§ Action item
Report, as a bare number, how many lines of the entries below contain "input".

§ Provided entries
PR #181, opened 2023-02-20
Implement service mediator

zhengxiexie:


seanpang-vmware (approved):
LGTM

cmd/main.go
```diff
@@ -63,6 +64,7 @@ func StartSecurityPolicyController(mgr ctrl.Manager, commonService common.Servic
 		os.Exit(1)
 	} else {
 		securityReconcile.Service = securityService
+		commonctl.ServiceMediator.SecurityPolicyService = securityService
```
heypnus, line 67: So the `ServiceMediator.SecurityPolicyService` is initialized after `InitializeSecurityPolicy`. If `ServiceMediator.SecurityPolicyService` is referred before it is initialized, what will happen? In the other word, how we ensure that the `ServiceMediator.SecurityPolicyService` is only used after it is initialized?

zhengxiexie: Got your point. Since we start all CR controllers in sequence or in parallel,  in each controller, we initialize all services which request all the belonging resources from the nsx-t side, we can conclude that **at least at the initialization period**, there is no inter reference(like mutual interdependence).
Anyway, this is a good consideration about the hidden corner, and though we can't think of any scenario, we could discuss it again in case we meet it in the following integrating process of all CRDs.

PR #184, opened 2023-02-27
Upgrade some packages due to security issues

TaoZou1:
1. Since some packages require go 1.18 above so upgrade golang to 1.19.
2. Golang 1.19 doesn't use 'go get', update Makefile to use 'go install'
3. Update mock since interface changed
4. Update some UT case


dantingl (approved):

jwsui (approved):
LGTM

PR #191, opened 2023-03-21
Add GetVPCInfo method to ServiceMediator

zhengxiexie:
Create the common method used by other modules. When using gomonkey to test the method, encounter the problem that the mocked method doesn't take effect, fix it by adding -gcflags=all=-l option to prohibit inline optimization.


pkg/nsx/services/common/types.go
```diff
@@ -69,3 +69,8 @@ var (
 	String = pointy.String // address of string
 	Int64  = pointy.Int64  // address of int64
 )
+
+type OrgProject struct {
+	Org     string
```
TaoZou1, line 74: OrgId， ProjectId？

zhengxiexie: OK

pkg/nsx/services/mediator/mediator.go
```diff
@@ -14,3 +23,25 @@ type ServiceMediator struct {
...
+// so we return a slice of OrgProject.
+func (serviceMediator *ServiceMediator) GetOrgProjectVPC(ns string) []common.OrgProjectVPC {
+	var orgProjectVPC []common.OrgProjectVPC
+	vpcs := serviceMediator.GetVPCsByNamespace(ns) // Transparently call the VPCService.GetVPCsByNamespace method
+	for _, v := range vpcs {
+		matches := reExp.FindStringSubmatch(*v.Path)
+		if len(matches) == 4 {
+			org := matches[1]
+			project := matches[2]
+			vpc_ := matches[3]
```
lxiaopei, line 40: why add "_" suffix for "vpc_" variable?

pkg/nsx/services/mediator/mediator.go
```diff
@@ -14,3 +23,25 @@ type ServiceMediator struct {
 	*securitypolicy.SecurityPolicyService
 	*vpc.VPCService
 }
+
+// GetOrgProjectVPC is a common method, extracting the org and project string from vpc path of the VPC model.
+// VPC path looks like "/orgs/default/projects/project-1/vpcs/vpc-1",
+// Since other modules only know namespace, this is the only entry point to get org and project.
+// Currently, we only support one vpc per namespace, but we may support multiple vpcs per namespace in the future,
+// so we return a slice of OrgProject.
```
lxiaopei, line 31: OrgProject -> OrgProjectVPC?

zhengxiexie: ok

pkg/nsx/services/mediator/mediator.go
zhengxiexie: IDE reminds 
image
so add this trick.

pkg/nsx/services/common/types.go
```diff
@@ -69,3 +69,9 @@ var (
 	String = pointy.String // address of string
 	Int64  = pointy.Int64  // address of int64
 )
+
+type OrgProjectVPC struct {
```
dantingl, line 73: The struct name is a little weird to me..

zhengxiexie: It consists of org, project, and vpc, which is a common struct used often.

pkg/nsx/services/mediator/mediator.go
```diff
@@ -14,3 +23,25 @@ type ServiceMediator struct {
 	*securitypolicy.SecurityPolicyService
 	*vpc.VPCService
 }
+
+// GetOrgProjectVPC is a common method, extracting the org and project string from vpc path of the VPC model.
+// VPC path looks like "/orgs/default/projects/project-1/vpcs/vpc-1",
```
heypnus, line 28: From the comment, the input should be a string. I didn't get why you use the ns as the input, I think it's not common enough.

zhengxiexie: The comment explains how to extract, and the input is indeed a namespace.

dantingl (approved):

dantingl (approved):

§ Written answer
2